Она подошла к нему, поцеловала в лоб, встав на цыпочки:
— Тогда не вспоминай обо мне плохо. Что с тобой?
— Не знаю, Наннерль. Переходный возраст. Ты по-прежнему хочешь погулять на свадьбе в ресторане «Рус-отеля»?
Нонна засмеялась и пошла на кухню — засвистел чайник.
— С медведями и генералом? — крикнула оттуда. — Нет, не хочу. Тоже старею, наверно. Начала ценить тихое счастье. Теперь мне кажется, что оно долговечнее.
Моцарт отправился вслед за нею, присел на табуретку у двери.
— Жаль, — сказал, глядя на льющуюся из крана воду. — Я как раз собирался пригласить одного знакомого генерала.
Нонна закрыла кран, взяла с сушилки блюдца и поставила их на стол.
— Окстись же! — дотронулась до его плеча. — Что ты, словно тебя ведут на заклание? Верка — чудная баба, тебе с ней будет хорошо и просто. И не казни себя, ты ни в чем не виноват. Давай завтракать?
— Спасибо. Я уже поужинал у тебя однажды.
Она снова засмеялась:
— Не бойся. Я ценю твой выбор.
— Правда, я не хочу.
По тому, как он говорил и смотрел на нее, Нонна поняла, что завтракать ей придется в одиночестве. Она села, разгладила складку на крахмальной скатерти.
— Я оставил у тебя рукопись, — заговорил Моцарт после долгой, напряженной паузы.
— Сейчас принесу.
Она вышла в комнату, вернулась с большим целлофановым пакетом. Моцарт незаметно вынул из второго тома чек, спрятал в карман.
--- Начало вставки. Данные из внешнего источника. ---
PR #189, opened 2020-08-19
Release grpc 1.30

abe545:
I think we should also release 1.31, but want to make sure we have this first.


vtopc:
Does this mean, that we need to switch to `google.golang.org/grpc@v1.30` in Golang too?

abe545:
> Does this mean, that we need to switch to `google.golang.org/grpc@v1.30` version in Golang too?

I don't see that anywhere in this repo - we just use `google.golang.org/grpc` without a version.

vtopc:
> > Does this mean, that we need to switch to `google.golang.org/grpc@v1.30` version in Golang too?
> 
> I don't see that anywhere in this repo - we just use `google.golang.org/grpc` without a version.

— Это книга моей матери, — заговорил он, любовно перелистывая давно выученные наизусть страницы. — Здесь есть то, чего нет в сотнях других книг о Моцарте, — ее душа. Но это чувствую только я. Дочь мою это едва ли заинтересует, у нее другая жизнь. Мать начала писать эту книгу, когда ей было двадцать два года. А умерла она в пятьдесят семь. Анна Мария Петрль тоже умерла в пятьдесят семь. Странное совпадение, правда? Я понял это уже после ее смерти: год работы над книгой равнялся году моей жизни. И году жизни Вольфганга: здесь тридцать пять глав. Тридцать пять лет она писала эту книгу. За такой срок можно было издать тридцать пять книг, но она не издала и этой. Почему?.. Потому что здесь нет ничего нового! Все факты его биографии были известны задолго до нее. Теперь я понимаю, что она вовсе и не собиралась издавать ее — эта книга была образом ее жизни, мыслей и чувств. Как врач я хотел поставить диагноз его болезни по звукам музыки, понять — был ли это на самом деле яд?.. Примерно то же пыталась сделать одна девочка — переложить на музыку самоубийства мадам Бовари и Анны Карениной. Знаешь, к какому выводу она пришла?.. Они не должны были умереть. Я тоже думаю, что Моцарт не умер. Никто не провожал его на кладбище. Никто никогда не видел его могилы. Его отпели в соборе святого Стефана — и все. Получается, что последний его разговор был с Богом. Ни жена, ни дети, ни ван Свитен, ни Сальери — никто не видел, как его зарыли в землю. Но главное — в его «Реквиеме» места для смерти нет!..
Нонна во все глаза смотрела на него, почувствовав по взволнованному тону, что за всем этим стоит нечто неизмеримо важное, может быть, самое важное, что наполняет его жизнь.
— Ты хочешь сказать, что его смерть… была инсценировкой?
— Не знаю. Эта скоропостижная пятнадцатидневная болезнь, гипертрофированная отечность, отсутствие диагноза… Констанца с детьми находилась в Бадене. Потом она стала госпожой Ниссен и выбралась наконец из нужды, постоянно сопровождавшей семью Моцартов. Что, если он сам дал ей эту возможность?